Simultaneous nitrification, denitrification and phosphorus removal in an aerobic granular sequencing batch reactor with mixed carbon sources: reactor performance, extracellular polymeric substances and microbial successions

Abstract

Development of simultaneous nitrification, denitrification and phosphorus removal (SNDPR) is a promising approach for domestic wastewater treatment. Mixed carbon sources by sodium acetate and glucose at various ratios (3:1, 1:1, and 1:3) were investigated to evaluate the effects on the sequencing batch reactors (SBR) based on aerobic granules.
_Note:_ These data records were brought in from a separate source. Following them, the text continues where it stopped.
PR #355, opened 2026-07-29
feat(experiment-browser): support injectable in-memory cache storage for web experiment

tyiuhc:
## Summary

Lets the web experiment client take an injectable cache storage instead of always writing its `amp-exp-*` variant/flag/options caches to `sessionStorage`. This is the one `experiment-browser` piece needed for consent v1 (no-flicker in-memory `pending`), where experiments must evaluate before the end user has agreed to any storage.

**Ships dark.** Nothing injects it yet — the default path is unchanged, so this is a no-op for every current deployment. `experiment-tag` starts passing `MemoryStorage` when the consent-gated in-memory mode lands.

Tracked by [WEB-173](https://linear.app/amplitude/issue/WEB-173). Design: [Cookie Consent Control — Tech Spec](https://linear.app/amplitude/document/cookie-consent-control-tech-spec-1e85897e46f7) §6b.

## What changed

- **`storage/memory-storage.ts`** (new) — `MemoryStorage`, a `Map`-backed `Storage` mirroring `local-storage.ts` / `session-storage.ts`. Exported from `src/index.ts` so `experiment-tag` can construct it.
- **`experimentClient.ts`** — the web-experiment branch of the storage selection now reads an internal `internalCacheStorage` off the config and **always falls back to `SessionStorage`** when it's absent. Non-web clients are untouched and keep `LocalStorage`.
- **`test/memoryStorage.test.ts`** (new) — 5 tests.

## Risk

- **Fallback is unconditional.** The POC this derives from could leave `storage` undefined when nothing was injected (flagged by Bugbot); here the `?? new SessionStorage()` fallback is covered by a dedicated test, so the default path cannot regress to undefined storage.
- **Internal, not public config.** `internalCacheStorage` is read via index access like the existing `internalInstanceNameSuffix`, so it stays off the documented `ExperimentConfig` surface.
- **Storage is chosen once, at construction.** After a mid-session consent grant the cache stays in memory for the page lifetime and reverts to `sessionStorage` on the next load. Safe because it's a cache — it repopulates on the next fetch, and no flush is needed.
- **Non-web unaffected.** A test asserts an injected storage is ignored (and `LocalStorage` still used) when the client isn't the web instance.

## Test plan

- [x] `yarn test` in `experiment-browser` — 212 passing, incl. 5 new
- [x] `yarn lint` — clean
- [x] `yarn build` — emits `dist/types/src/storage/memory-storage.d.ts`; `MemoryStorage` present in all three bundles (needed before `experiment-tag` type-checks against it)

### Checklist

[WEB-173]: https://amplitude.atlassian.net/browse/WEB-173?atlOrigin=eyJpIjoiNWRkNTljNzYxNjVmNDY3MDlhMDU5Y2ZhYzA5YTRkZjUiLCJwIjoiZ2l0aHViLWNvbS1KU1cifQ

### DIFF
--- a/packages/experiment-browser/test/memoryStorage.test.ts
+++ b/packages/experiment-browser/test/memoryStorage.test.ts
@@ -1,0 +1,93 @@
+import { ExperimentClient } from '../src/experimentClient';
+import { MemoryStorage } from '../src/storage/memory-storage';
+import { Storage } from '../src/types/storage';
+
+const API_KEY = 'client-DvWljIjiiuqLbyjqdvBaLFfEBrAvGuA3';
+
+class SpyStorage implements Storage {
+  gets: string[] = [];
+  puts: Record<string, string> = {};
+  get(key: string): string {
+    this.gets.push(key);
+    return undefined;
+  }
+  put(key: string, value: string): void {
+    this.puts[key] = value;
+  }
+  delete(key: string): void {
+    delete this.puts[key];
+  }
+}
+
+describe('MemoryStorage', () => {
+  test('get returns what was put, delete removes', () => {
+    const storage = new MemoryStorage();
+    expect(storage.get('k')).toBeUndefined();
+    storage.put('k', 'v');
+    expect(storage.get('k')).toEqual('v');
+    storage.delete('k');
+    expect(storage.get('k')).toBeUndefined();
+  });
+
+  test('instances are isolated', () => {
+    const a = new MemoryStorage();
+    const b = new MemoryStorage();
+    a.put('k', 'v');
+    expect(b.get('k')).toBeUndefined();
+  });
+});
+
+describe('web experiment cache storage selection', () => {
+  let sessionGetItem: jest.SpyInstance;
+  let localGetItem: jest.SpyInstance;
+
+  beforeEach(() => {
+    sessionGetItem = jest.spyOn(
+      Object.getPrototypeOf(window.sessionStorage),
+      'getItem',
+    );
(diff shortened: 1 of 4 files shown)


tyiuhc:
bugbot run

packages/experiment-browser/test/memoryStorage.test.ts
```diff
@@ -0,0 +1,93 @@
...
+
+  beforeEach(() => {
+    sessionGetItem = jest.spyOn(
+      Object.getPrototypeOf(window.sessionStorage),
+      'getItem',
+    );
+    localGetItem = jest.spyOn(
+      Object.getPrototypeOf(window.localStorage),
+      'getItem',
+    );
```
ansonchen2: nit: not sure if this matters, but I think `sessionStorage` and `localStorage` share one prototype, and `jest.spyOn` on an already mocked property returns the existing mock rather than a new one, meaning `localGetItem` actually registers on the session spy similar to `sessionGetItem`

ansonchen2 (approved):

packages/experiment-browser/test/memoryStorage.test.ts
tyiuhc: Good catch — fixed in 872e959. jsdom also ignores instance-level `getItem` assignment/`spyOn`, so we spy `Storage.prototype` once and route by `this` to keep session vs local distinguishable. Each selection test now also asserts the unused store was not touched.

PR #358, opened 2026-07-29
feat(experiment-tag): hold storage in memory while consent is pending

tyiuhc:
Part of [WEB-171](https://linear.app/amplitude/issue/WEB-171/gate-storage-surfaces-on-consent-localstorage-cookies-rtbt-session) — every storage surface the tag touches, gated on consent. Impression buffering (WEB-172's other half) is stacked on top of this one.

**Stacked on #357**, which supplies the denial sweep this PR's refusal path is designed to coexist with. Review that first; this is the delta on top of it.

## The rule this implements

While the visitor has yet to answer the banner, nothing the tag would persist reaches the device — it is held in memory instead. A grant hands it over verbatim. A refusal drops it.

That needs two predicates, not one:

- `isConsentPending()` — undecided **and** gating is on. The data is worth holding, because consent may still arrive.
- `isConsentWithheld()` — gating is on and consent is not in hand, whether undecided or refused. This is the condition for keeping data off the device.

Refusal has to suppress writes and not merely trigger #357's sweep. A visitor who revokes mid-visit leaves a client already running, and erasing its data while it carries on writing puts the data straight back.

Both predicates are false whenever `consentRequired` was never set, so every gate here is inert for the overwhelming majority of pages. They read `consentGate.required`, a latch set in `initialize()` before the client is constructed: the manager starts at `pending` for everyone, so the status alone cannot tell "still deciding" from "feature off", and a second `initialize()` resolving `consentRequired: false` must not reopen storage a first one closed.

## Reads are gated alongside writes

ePrivacy covers *access* to data already on the device, not only storing it. So a pending visitor reads what this page buffered and nothing else — never what an earlier consented visit left behind. After a refusal the buffer is empty, so every read comes back absent.

That is also what stops re-identification: the RTBT session cookie, the cross-subdomain identity cookie, and the behavioral-events store all read as blank until consent arrives.

## The four surfaces

| Surface | While pending |
|---|---|
| `util/storage.ts` — identity, `DEFAULT_USER_PROVIDER`, redirect sessionStorage, `EXP_MKTG_*`, preview | Buffered per `storageType:key`. Entries hold the serialized form, so a buffered read parses a fresh copy exactly as a real read would and a flush is a verbatim handover. |
| `SyncJsonCookie` — RTBT session | Degrades to the memory tier it already has. On grant it re-writes **the same value**, which is what keeps the session id the visitor had while the banner was up instead of rotating it at the moment of grant. |
| `ConsentAwareCookieStorage` — identity / redirect / marketing cookies that go through analytics-core | Buffered in the wrapper. Reads and writes join the in-flight grant flush, so nothing observes the store half-populated. |
| RTBT event store | Cache starts empty and the debounced localStorage write is suppressed. `hasPendingWrites` is deliberately left set so a grant persists everything gathered while the banner was up. |

## `remove` is deliberately not symmetric with `set`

Results revealed that the mixed carbon did not change the settleability of aerobic granules, while glucose was more favorable for biomass retention induced by heterotrophs. Both carbon and ammonia nitrogen removal remained unaffected, while increased residual nitrate and phosphorus were detected with higher glucose ratios. Growing percentages of glucose led to more production of extracellular polymeric substances (EPS), especially polysaccharides (PS). Shifts of compositions of EPS were observed by the three-dimensional exaction and emission matrix (3D-EEM) fluorescence spectroscopy. MiSeq pyrosequencing technology demonstrated that the increasing ratios of glucose reduced the diversity of microbial community, though the dominant microbes remained unchanged. Phylogenetic classification of key groups involved in carbon, nitrogen and phosphorus removal suggested that mixed carbon source decidedly shaped the bacterial community.